───── DATA FOR THIS EXERCISE ─────

Issue #754, opened 2021-12-31
Improve JavaScript code test coverage


jelmer:
There is barely any test coverage for the javascript code at the moment. It would be great to at least have some basic tests to validate that the code is valid, and ideally also that it makes the right HTTP requests.

**Edit:** (addded by @ix5)
### Related PRs
- https://github.com/posativ/isso/pull/800
- https://github.com/posativ/isso/pull/822
- https://github.com/posativ/isso/pull/801
- https://github.com/posativ/isso/pull/807
- https://github.com/posativ/isso/pull/826
- https://github.com/posativ/isso/pull/868
- https://github.com/posativ/isso/pull/884
- https://github.com/posativ/isso/pull/889
- https://github.com/posativ/isso/pull/890

ix5:
If someone experienced in JS would like to propose a solution, go for it!

@blatinier you seemed to be interested in migrating (some) of the client code to VanillaJS or something similar - let's start by covering the existing code ;)

ix5:
@stefangehn @vincentbernat @pellenilsson @rocka @Lucas-C pinging you for recommendations/insights into JS testing.

Baring any rewrite that gets rid of RequireJS/almond, the testing framework/solution/... should be compatible with these technologies. I'll throw [jest](https://jestjs.io/) into the room, not having any particular experience with it but it looks well-supported.

Lucas-C:
I can confirm that, in my experience, `jest` is very good!

ix5:
> I can confirm that, in my experience, `jest` is very good!

That's great to hear! Do you have any particular examples of similar usage which might help in implementing testing for Isso?

In any case, we'd also have a need of bringing up the server part (via docker?) to test out responses (or find a way to mock them).

Lucas-C:
> Do you have any particular examples of similar usage which might help in implementing testing for Isso?

No I don't have any useful example at hand...

However, what would you think about also introducing a code linter as part of the GitHub Actions pipeline?
`eslint` for example. Maybe I could find the time to submit a PR introducing it...

ix5:
> No I don't have any useful example at hand...

No worries, maybe someone else has.
 
> However, what would you think about also introducing a code linter as part of the GitHub Actions pipeline? `eslint` for example. Maybe I could find the time to submit a PR introducing it...

[...]

PR #800, opened 2022-02-19
[MAJOR] js: Move to webpack, pug from r.js, jade

ix5:
# Introduction

As already discussed in https://github.com/posativ/isso/issues/754, try to make Isso more maintainable by facilitating modern testing practices.

This PR is a bit massive, but trying to make `pug` or other updated deps play nice with RequireJs just for the sake of a clean history is not something I'm prepared to do.

So, here goes:

---

### js: Move to webpack, pug from r.js, jade

In the interest of maintainability and integration with other testing tools, get rid of `RequireJS` (sometimes also called `r.js` or `requirejs`)

This necessitates the following changes:
- Removing the `almond` (`AMD`) module loader (superseded by webpack internals)
- Removing `requirejs-text` for loading static resources (superseded by webpack `asset/source` loader)
- Removing `jade` templating engine (superseded by `pug`, which represents the original `jade` project that had to be renamed due to trademark issues)
  `pug` v2+ no longer accepts `'mystr-{#foo.bar}'`-style variables inside attributes, so `*.pug` templates need to be changed accordingly (`mystr' + foo.bar`)
  Note: templates have been moved to `templates/` directory and renamed from `.jade` to `.pug`.
- `jade-runtime` and accompanying shims (superseded by simply `pug-runtime`)
- Move `.svg` files inside own dir, simplify loading via `webpack`'s `asset/source`
- Add `webpack` config
- Add build scripts to `package.json`
- Adjust `Makefile` to use `webpack` via `npm run`
- Emit JS source map files from `webpack` (eases debugging)
- `.gitignore` JS source map files

While RequireJS utilized the following syntax:
```
define(["app/foo"], function(foo) {
  var bar = doSomeStuff...
  return bar;
})
```
Jest and other testing libraries need the NodeJS standard `CommonJS` style:
```
const foo = require("app/foo");
var bar = doSomeStuff...
module.exports = { bar };
```
Note: ES6/ECMAScript2015-style `import` has not been used since it would need transpilation via e.g. `babel` to be understood by Jest.

The RequireJS-style wrapping of all code inside `define({...})` caused everything to be indented by at least one level.
To keep the changes in this commit manageable, indentation will be removed in a later commit.

### isso: js: treewide: De-indent one level

Since switching from RequireJS to CommonJS syntax, the `define()` wrapper is no longer needed and as such, the the code formerly inside parentheses can be de-indented by one level.

### isso: js: i18: RequireJS to module.exports

(Just an extension of previous commit, to avoid touching too many files at once)

### demo: Use dev version of embed.js

This makes it easier to debug when testing. The demo shouldn't be user-facing, but either way, the performance penalty should be outweighed by debugging benefits.

### isso: js: Reduce deps for app/lib/
(Just a minor commit to make the following unit tests easier)

---

# Verifying

You can verify this commit by checking out this PR:
```sh
git clone https://github.com/posativ/isso isso
cd isso/
git fetch origin pull/800/head:pull-800
git checkout pull-800
```

And then installing everything as documented in [docs: Install from Source](https://posativ.org/isso/docs/install/#install-from-source).

Then, either embed Isso into your site or use the demo at [localhost:8080/demo](http://localhost:8080/demo)

---

A note for people from the future: You can use `git blame --ignore-rev=<sha>` to "ignore" the de-indent commits. See [A better git blame](https://www.michaelheap.com/git-ignore-rev/).

Note to myself: We can probably ditch the templates altogether and simply use plain html with javascript string interpolation. That way, we lose `pug`, `pug-loader` and `pug-runtime`, which would make the bundle significantly smaller.


ix5:
Pinging @stefangehn, @blatinier, @Lucas-C and anyone else interested in moving this project forward.

ix5:
I've created a package for easier testing:
[isso-0.12.5-webpack.tar.gz](https://github.com/posativ/isso/files/8127557/isso-0.12.5-webpack.tar.gz)

isso/js/app/lib/identicons.js
```diff
@@ -4,92 +4,91 @@
...
-                color = config["avatar-fg"][i % config["avatar-fg"].length];
+    svg.appendChild(rect);
+};
 
-            for (var x=0; x<Math.ceil(GRID/2); x++) {
-                for (var y=0; y<GRID; y++) {
+/**
+ * Pick random squares to fill in.
+ */
+var generateIdenticon = function(key, padding, size, config) {
```
Lucas-C, line 36: `config` should probably be  passed to this function on line 85 of this file

isso/js/app/templates/comment-loader.pug
```diff
@@ -1,2 +1,2 @@
-div(class='isso-comment-loader' id='isso-loader-#{comment.name}')
+div(class='isso-comment-loader' id='isso-loader-' + comment.name)
```
Lucas-C, line 1: Shouldn' `${}` be replaced on next line too?

isso/js/app/templates/comment.pug
```diff
@@ -1,21 +1,21 @@
...
-                a(class='author' href='#{comment.website}' rel='nofollow')
+                a(class='author' href=comment.website rel='nofollow')
                     = bool(comment.author) ? comment.author : i18n('comment-anonymous')
             else
                 span(class='author')
                     = bool(comment.author) ? comment.author : i18n('comment-anonymous')
             span(class="spacer") &bull;
-            a(class='permalink' href='#isso-#{comment.id}')
-                time(title='#{humanize(comment.created)}' datetime='#{datetime(comment.created)}')
+            a(class='permalink' href='#isso-' + comment.id)
```
Lucas-C, line 17: There are still usages of `${}` on lines 35-36-37 below in this file

isso/js/app/template.js
```diff
@@ -0,0 +1,93 @@
+const runtime = require("pug-runtime");
+const utils = require("app/utils");
+
+// TODO get rid of pug-loader entirely
```
Lucas-C, line 4: I'm not familiar with `pug`:
is the work in this file finished, or are there things that remain to be properly configured / cleaned up?

Lucas-C (approved):
This is great!
Awesome job on moving everything to ES6 modules & `webpack` O.O
Maybe this should be merged as part of #801 as we would have the added confidence of the new tests?

isso/js/app/lib/identicons.js
ix5: In this particular instance you are right, but looking over this code again, it occurred to me that Isso currently doesn't use the `blank`/`generateBlank` functions at all.

I'll adjust this commit to let `generateBlank` use a passed `config` for the sake of keeping current functionality.

isso/js/app/templates/comment-loader.pug
ix5: That's actually intended. Doing this is no allowed any more:
```
div(id='isso-loader-#{comment.name}')
```
See [pugjs: Attribute interpolation](https://pugjs.org/language/attributes.html#attribute-interpolation) and [pugjs: v2 migration](https://pugjs.org/api/migration-v2.html#attribute-interpolation)

However, anything outside parentheses is rendered as plain text if not using the `#{}` syntax.

This is `pug` being extremely stupid, imo, but I can't change that.

isso/js/app/templates/comment.pug
ix5: See above comment

isso/js/app/template.js
ix5: I should have clarified this: `pug-loader` allows one simplify loading the templates, loading them as "modules" right inside the `require` module loading syntax.

So one can do `require("pug!path/to/templates/xyz.pug")` instead of figuring out how to load templates from disk. This "loader" needs to be configured in `webpack`, as I have done.

However, using `pug-loader` pulls in _another_ dependency, and, most importantly, clashes with `Jest` testing (Jest is not able to recognize this loader syntax).

Will try to amend commit with this info.

ix5:
> This is great! Awesome job on moving everything to ES6 modules & `webpack`

Thank you for reviewing! Those questions you asked were all obstacles I stumbled upon while porting and was kind of too lazy to document. Thanks for keeping me honest ;) I'll document as I have written in individual responses inline.

> Maybe this should be merged as part of #801 as we would have the added confidence of the new tests?

While waiting for the test suite to be adequate might sound like a sensible strategy for keeping bugs out, it'll also mean keeping up a massive amount of rebase work and effectively blocking any contribs to the client (or doing a lot of merge conflict work).

So I'll be selfish and merge this `webpack`/`pug` change soon-ish, before tests are done. My "justification" for this is that once 0.12.6 is released, we can afford to be open for integrating more major changes.

isso/js/app/templates/comment-loader.pug
ix5: Turns out I was wrong here, using ["buffered code"](https://pugjs.org/language/code.html#buffered-code) is appropriate.

This:
```
a(class='reply' href='#') #{i18n('comment-reply')}
```
becomes this:
```
a(class='isso-reply' href='#')
    = i18n('comment-reply')
```

Note that the additional newline and indentation is needed.
This does not work:
```
a(class='isso-reply' href='#') = i18n('comment-reply')
```

isso/js/app/lib/identicons.js
ix5: Done

isso/js/app/templates/comment-loader.pug
ix5: Done

isso/js/app/template.js
ix5: Amended with comment.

─────

### EXERCISE DESCRIPTION
Starting at the line above that holds "for loading static" and ending at the line that holds "### isso: js: i18: RequireJS", transcribe each line exactly and include no other lines.

### ANSWER FOR THIS EXERCISE
- Removing `requirejs-text` for loading static resources (superseded by webpack `asset/source` loader)
- Removing `jade` templating engine (superseded by `pug`, which represents the original `jade` project that had to be renamed due to trademark issues)
  `pug` v2+ no longer accepts `'mystr-{#foo.bar}'`-style variables inside attributes, so `*.pug` templates need to be changed accordingly (`mystr' + foo.bar`)
  Note: templates have been moved to `templates/` directory and renamed from `.jade` to `.pug`.
- `jade-runtime` and accompanying shims (superseded by simply `pug-runtime`)
- Move `.svg` files inside own dir, simplify loading via `webpack`'s `asset/source`
- Add `webpack` config
- Add build scripts to `package.json`
- Adjust `Makefile` to use `webpack` via `npm run`
- Emit JS source map files from `webpack` (eases debugging)
- `.gitignore` JS source map files

While RequireJS utilized the following syntax:
```
define(["app/foo"], function(foo) {
  var bar = doSomeStuff...
  return bar;
})
```
Jest and other testing libraries need the NodeJS standard `CommonJS` style:
```
const foo = require("app/foo");
var bar = doSomeStuff...
module.exports = { bar };
```
Note: ES6/ECMAScript2015-style `import` has not been used since it would need transpilation via e.g. `babel` to be understood by Jest.

The RequireJS-style wrapping of all code inside `define({...})` caused everything to be indented by at least one level.
To keep the changes in this commit manageable, indentation will be removed in a later commit.

### isso: js: treewide: De-indent one level

Since switching from RequireJS to CommonJS syntax, the `define()` wrapper is no longer needed and as such, the the code formerly inside parentheses can be de-indented by one level.

### isso: js: i18: RequireJS to module.exports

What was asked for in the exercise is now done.